REQUIREMENT:
Both the line below containing "Applied changes to do" and the line containing "LGTM. I added", along with every line between them, should be repeated exactly; no other line belongs in the answer.
==== ENTRIES SUPPLIED
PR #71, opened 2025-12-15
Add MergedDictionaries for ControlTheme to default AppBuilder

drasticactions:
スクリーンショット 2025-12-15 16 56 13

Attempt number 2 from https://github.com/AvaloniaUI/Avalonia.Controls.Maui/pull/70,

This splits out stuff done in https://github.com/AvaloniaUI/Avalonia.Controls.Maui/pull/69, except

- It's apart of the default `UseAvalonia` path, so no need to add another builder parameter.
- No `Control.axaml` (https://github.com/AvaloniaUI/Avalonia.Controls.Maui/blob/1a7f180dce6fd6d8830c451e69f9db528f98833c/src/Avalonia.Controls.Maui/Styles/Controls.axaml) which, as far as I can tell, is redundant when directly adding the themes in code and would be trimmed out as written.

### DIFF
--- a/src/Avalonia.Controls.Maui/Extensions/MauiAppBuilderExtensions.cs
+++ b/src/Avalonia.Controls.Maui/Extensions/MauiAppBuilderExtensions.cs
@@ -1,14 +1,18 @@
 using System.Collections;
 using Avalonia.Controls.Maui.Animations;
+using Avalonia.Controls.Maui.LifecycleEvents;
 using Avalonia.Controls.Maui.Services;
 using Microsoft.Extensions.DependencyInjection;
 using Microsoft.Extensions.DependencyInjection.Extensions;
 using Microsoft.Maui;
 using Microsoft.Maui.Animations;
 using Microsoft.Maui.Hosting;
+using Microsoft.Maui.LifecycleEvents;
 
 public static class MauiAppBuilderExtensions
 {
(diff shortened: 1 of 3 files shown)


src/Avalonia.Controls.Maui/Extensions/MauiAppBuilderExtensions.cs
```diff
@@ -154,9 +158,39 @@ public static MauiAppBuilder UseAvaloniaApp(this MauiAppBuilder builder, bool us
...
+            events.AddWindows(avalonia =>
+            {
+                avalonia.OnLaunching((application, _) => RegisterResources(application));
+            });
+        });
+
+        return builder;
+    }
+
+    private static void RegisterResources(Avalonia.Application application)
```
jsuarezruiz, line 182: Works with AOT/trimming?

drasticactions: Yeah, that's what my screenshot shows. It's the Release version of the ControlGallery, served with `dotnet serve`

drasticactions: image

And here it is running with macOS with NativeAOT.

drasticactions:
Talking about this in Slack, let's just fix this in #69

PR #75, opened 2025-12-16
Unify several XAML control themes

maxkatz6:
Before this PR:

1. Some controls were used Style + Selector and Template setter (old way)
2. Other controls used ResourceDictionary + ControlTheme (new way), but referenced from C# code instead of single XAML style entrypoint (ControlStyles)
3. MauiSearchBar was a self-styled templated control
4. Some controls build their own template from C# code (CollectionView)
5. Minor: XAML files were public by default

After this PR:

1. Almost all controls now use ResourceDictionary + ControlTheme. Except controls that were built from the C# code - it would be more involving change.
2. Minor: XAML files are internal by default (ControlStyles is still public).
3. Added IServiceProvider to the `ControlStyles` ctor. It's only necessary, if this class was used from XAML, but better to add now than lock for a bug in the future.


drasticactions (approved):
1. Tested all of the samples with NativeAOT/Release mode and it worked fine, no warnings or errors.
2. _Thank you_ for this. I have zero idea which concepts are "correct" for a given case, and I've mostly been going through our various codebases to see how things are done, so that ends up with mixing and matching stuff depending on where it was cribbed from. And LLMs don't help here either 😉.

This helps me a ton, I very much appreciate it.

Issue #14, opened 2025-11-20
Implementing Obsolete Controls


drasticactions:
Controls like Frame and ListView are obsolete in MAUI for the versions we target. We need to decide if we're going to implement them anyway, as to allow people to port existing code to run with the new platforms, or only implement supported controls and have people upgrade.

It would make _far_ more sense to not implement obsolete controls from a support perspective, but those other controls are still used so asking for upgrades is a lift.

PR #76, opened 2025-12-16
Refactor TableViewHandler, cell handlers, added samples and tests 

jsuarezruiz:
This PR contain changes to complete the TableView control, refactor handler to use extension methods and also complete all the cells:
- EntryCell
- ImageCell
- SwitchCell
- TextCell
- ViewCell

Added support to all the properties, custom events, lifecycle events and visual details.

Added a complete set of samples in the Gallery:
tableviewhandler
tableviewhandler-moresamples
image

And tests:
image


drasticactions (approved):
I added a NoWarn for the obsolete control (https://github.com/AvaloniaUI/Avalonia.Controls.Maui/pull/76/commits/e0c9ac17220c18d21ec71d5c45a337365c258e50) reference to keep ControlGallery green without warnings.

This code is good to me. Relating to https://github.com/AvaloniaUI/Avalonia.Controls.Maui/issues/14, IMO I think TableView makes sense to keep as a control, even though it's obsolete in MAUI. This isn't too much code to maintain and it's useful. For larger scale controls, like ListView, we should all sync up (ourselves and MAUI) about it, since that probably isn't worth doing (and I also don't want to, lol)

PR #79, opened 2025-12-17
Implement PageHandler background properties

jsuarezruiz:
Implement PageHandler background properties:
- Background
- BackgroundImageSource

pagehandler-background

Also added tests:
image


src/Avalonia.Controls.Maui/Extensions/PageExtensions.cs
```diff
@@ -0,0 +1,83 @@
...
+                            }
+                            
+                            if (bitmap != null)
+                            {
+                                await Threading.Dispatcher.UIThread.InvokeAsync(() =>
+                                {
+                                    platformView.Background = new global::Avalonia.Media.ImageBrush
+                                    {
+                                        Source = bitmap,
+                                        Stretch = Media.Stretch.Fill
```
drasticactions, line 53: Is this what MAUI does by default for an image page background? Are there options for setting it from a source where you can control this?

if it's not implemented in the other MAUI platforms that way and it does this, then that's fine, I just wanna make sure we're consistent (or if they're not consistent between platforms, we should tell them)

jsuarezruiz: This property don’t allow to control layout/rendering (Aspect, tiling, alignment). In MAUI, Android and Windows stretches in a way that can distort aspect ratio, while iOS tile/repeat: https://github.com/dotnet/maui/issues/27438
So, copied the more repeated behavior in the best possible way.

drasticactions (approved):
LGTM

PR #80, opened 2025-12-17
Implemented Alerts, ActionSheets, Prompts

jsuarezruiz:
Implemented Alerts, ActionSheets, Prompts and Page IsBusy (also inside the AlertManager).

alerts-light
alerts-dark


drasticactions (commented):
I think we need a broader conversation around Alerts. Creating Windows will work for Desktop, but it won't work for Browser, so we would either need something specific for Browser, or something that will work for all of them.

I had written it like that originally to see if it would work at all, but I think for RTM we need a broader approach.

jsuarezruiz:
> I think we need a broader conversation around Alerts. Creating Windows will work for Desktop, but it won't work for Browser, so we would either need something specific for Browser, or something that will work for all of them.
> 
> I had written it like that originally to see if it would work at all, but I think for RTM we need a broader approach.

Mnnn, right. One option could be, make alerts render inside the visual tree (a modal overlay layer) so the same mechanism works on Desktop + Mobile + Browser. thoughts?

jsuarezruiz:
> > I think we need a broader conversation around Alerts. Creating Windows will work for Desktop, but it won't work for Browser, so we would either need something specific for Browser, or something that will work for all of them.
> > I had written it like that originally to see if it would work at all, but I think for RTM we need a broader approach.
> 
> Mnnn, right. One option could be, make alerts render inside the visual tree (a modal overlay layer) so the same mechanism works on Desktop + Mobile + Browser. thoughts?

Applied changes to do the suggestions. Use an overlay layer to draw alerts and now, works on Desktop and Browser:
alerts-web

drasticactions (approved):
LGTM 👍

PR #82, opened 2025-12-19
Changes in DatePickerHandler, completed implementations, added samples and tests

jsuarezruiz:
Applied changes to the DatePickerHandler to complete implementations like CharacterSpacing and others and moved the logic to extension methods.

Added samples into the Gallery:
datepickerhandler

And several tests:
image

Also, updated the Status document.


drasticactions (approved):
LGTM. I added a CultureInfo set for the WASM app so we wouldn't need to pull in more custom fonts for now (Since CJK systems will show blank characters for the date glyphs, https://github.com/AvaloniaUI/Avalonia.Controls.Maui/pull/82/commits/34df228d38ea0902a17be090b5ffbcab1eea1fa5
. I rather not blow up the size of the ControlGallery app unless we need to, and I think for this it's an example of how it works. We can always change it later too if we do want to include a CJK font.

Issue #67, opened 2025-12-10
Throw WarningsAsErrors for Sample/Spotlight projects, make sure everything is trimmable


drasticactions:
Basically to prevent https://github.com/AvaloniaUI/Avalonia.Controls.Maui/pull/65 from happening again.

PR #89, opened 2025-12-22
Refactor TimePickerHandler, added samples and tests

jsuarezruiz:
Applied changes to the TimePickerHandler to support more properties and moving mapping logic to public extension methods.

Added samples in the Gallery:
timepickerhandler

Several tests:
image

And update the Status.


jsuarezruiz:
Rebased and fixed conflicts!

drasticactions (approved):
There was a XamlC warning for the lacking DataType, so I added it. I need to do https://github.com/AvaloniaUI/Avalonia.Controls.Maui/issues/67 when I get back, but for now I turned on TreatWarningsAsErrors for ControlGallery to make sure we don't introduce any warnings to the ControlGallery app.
========
RESPONSE AREA:
Applied changes to do the suggestions. Use an overlay layer to draw alerts and now, works on Desktop and Browser:
alerts-web

drasticactions (approved):
LGTM 👍

PR #82, opened 2025-12-19
Changes in DatePickerHandler, completed implementations, added samples and tests

jsuarezruiz:
Applied changes to the DatePickerHandler to complete implementations like CharacterSpacing and others and moved the logic to extension methods.

Added samples into the Gallery:
datepickerhandler

And several tests:
image

Also, updated the Status document.


drasticactions (approved):
LGTM. I added a CultureInfo set for the WASM app so we wouldn't need to pull in more custom fonts for now (Since CJK systems will show blank characters for the date glyphs, https://github.com/AvaloniaUI/Avalonia.Controls.Maui/pull/82/commits/34df228d38ea0902a17be090b5ffbcab1eea1fa5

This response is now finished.